- obiad to mięso, dwa nieduże ziemniaki (lub 30g kaszy) i surówka
A zupa? Jeśli objętość żołądka nie pozwala na zjedzenie obiadu z dwóch dań, to zupę zjedz osobno. Niech to będzie filiżanka, ale wartościowej zupy na kościach, najlepsze dla Ciebie zupy to krupnik, fasolowa, grochowa, kapuśniak, ogórkowa z kulkami z mięsa lub ze śmietaną oraz barszcz zabielany z warzywami.
parę łyżeczek miodu
A co to za posiłek? Miód może być przyprawą, np. do koktajlu, ale nie powinno się jeść samego miodu. Gdy się nim "zasłodzisz", to potem nie masz chęci na wartościowy posiłek.
Jadam w zgodzie z DP, odstawiłam wiele miesięcy temu gluten
Czy jadasz zgodnie z zasadami zdrowego odżywiania, czy stosujesz DP? Chyba widzisz różnicę. Jeśli DP, to który etap? Miód, orzechy - to już chyba trzeci etap.
Wiem, że mam łączyć kasze z większą ilością tłuszczu - ale nie mogę! Jeśli zjem więcej mam wzdęcia i ogólne problemy gastryczne.
Nie ma sensu objadać się na siłę. Jedz tak, żeby Ci smakowało. Po posiłku zapewnij sobie spokój.
Mój żołądek ma małą pojemność dlatego może zamiast zjadać niewielką ilość kaszy z jajecznicą lepiej rozdzielić to na dwa dania, więcej jajecznicy - odczekać i potem więcej kaszy?
Nie widzę sensu jedzenia na pierwsze śniadanie kaszy. Rano organizm nie potrzebuje tyle energii z jedzenia. Zjedz jajka (lecytyna dla mózgu), ewentualnie z jakimś dodatkiem (sałatka, chrzan, majonez, zielenina, wafelek ryżowy z masłem, pieczarki, cebula, awokado).

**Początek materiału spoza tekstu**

PR #371, opened 2024-02-06
fix transitive dependency resolution algorithm

lbialy:
as in the title, we have had our impl from Java impl which was ported from C# impl which is broken and includes custom resource children of any other resources, including local, remote components and other custom resources, this works and is covered with an extensive test

### DIFF
--- a/core/src/main/scala/besom/internal/ResourceOps.scala
+++ b/core/src/main/scala/besom/internal/ResourceOps.scala
@@ -96,7 +96,7 @@ class ResourceOps(using ctx: Context, mdc: BesomMDC[Label]):
   ): Output[R] =
     ???
 
-  private def executeInvoke(tok: FunctionToken, invokeArgs: SerializationResult, opts: InvokeOptions): Result[Value] =
+  private[internal] def executeInvoke(tok: FunctionToken, invokeArgs: SerializationResult, opts: InvokeOptions): Result[Value] =
     def buildInvokeRequest(args: Struct, provider: Option[String], version: Option[String]): Result[ResourceInvokeRequest] =
       Result {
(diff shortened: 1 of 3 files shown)


core/src/main/scala/besom/internal/ResourceOps.scala
```diff
@@ -220,40 +220,67 @@ class ResourceOps(using ctx: Context, mdc: BesomMDC[Label]):
...
+    def findReachableResources(roots: Set[Resource], acc: Set[Resource]): Result[Set[Resource]] =
+      if roots.isEmpty then Result.pure(acc)
       else
-        val current = left.head
+        val current = roots.head
+
         val childrenResult = current match
-          case cr: ComponentResource => ctx.resources.getStateFor(cr).map(_.children)
-          case _                     => Result.pure(Set.empty)
+          case cb: ComponentBase => resources.getStateFor(cb).map(_.children.filterNot(_ == current))
```
pawelprazak, line 262: nice!

core/src/main/scala/besom/internal/ResourceOps.scala
```diff
@@ -220,40 +220,67 @@ class ResourceOps(using ctx: Context, mdc: BesomMDC[Label]):
...
+          case _                 => Result.pure(Set.empty)
 
         childrenResult.flatMap { children =>
-          findAllReachableResources((left - current) ++ children, acc + current)
+          val updatedAcc =
+            current match
+              case dr: DependencyResource => // Dependency resources are added directly to the set, they don't have a state.
```
pawelprazak, line 268: great!

pawelprazak (approved):
Thank you! Looks great :D

PR #376, opened 2024-02-08
Enable scalafmt in CI

pawelprazak:
as in the title


lbialy (approved):
letssss gooooo

pawelprazak (commented):
I've glanced through the changes, they look ok.

PR #377, opened 2024-02-08
Release/v0.2.0

pawelprazak:


pawelprazak:
restored the branch because in this case we want it to stay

W południe zjedz na drugie śniadanie porcję kaszy z surówką albo z warzywami (energia), jeśli masz warunki, aby to podgrzać, może być z tłuszczem. Godzinę przed lub po - koktajl. Trudno doradzać nie znając rozkładu dnia. O obiedzie już było. Wieczorem możesz zjeść posiłek białkowy z kaszą, jeśli będziesz się po tym dobrze czuła. Godzinę po takim posiłku, a co najmniej godzinę przed snem - koktajl.
W gruncie rzeczy podobnie się jada chcąc przytyć, jak i - chcąć schudnąć. Chodzi bowiem o normalizację apetytu i niedopuszczenie do niedoborów. Ilość jedzenia zależy także od trybu życia. W tym sensie osoba chcąca przytyć, a zarazem aktywna powinna jeść więcej wypełniaczy niż pulchny emeryt. To jednak tylko teoria. Im lepiej organizm wchłonie składniki jedzenia, tym lepiej mu posłużą, dlatego nie ma potrzeby jeść dużo - lepiej mniej ale tak, żeby organizm to dobrze przyswoił.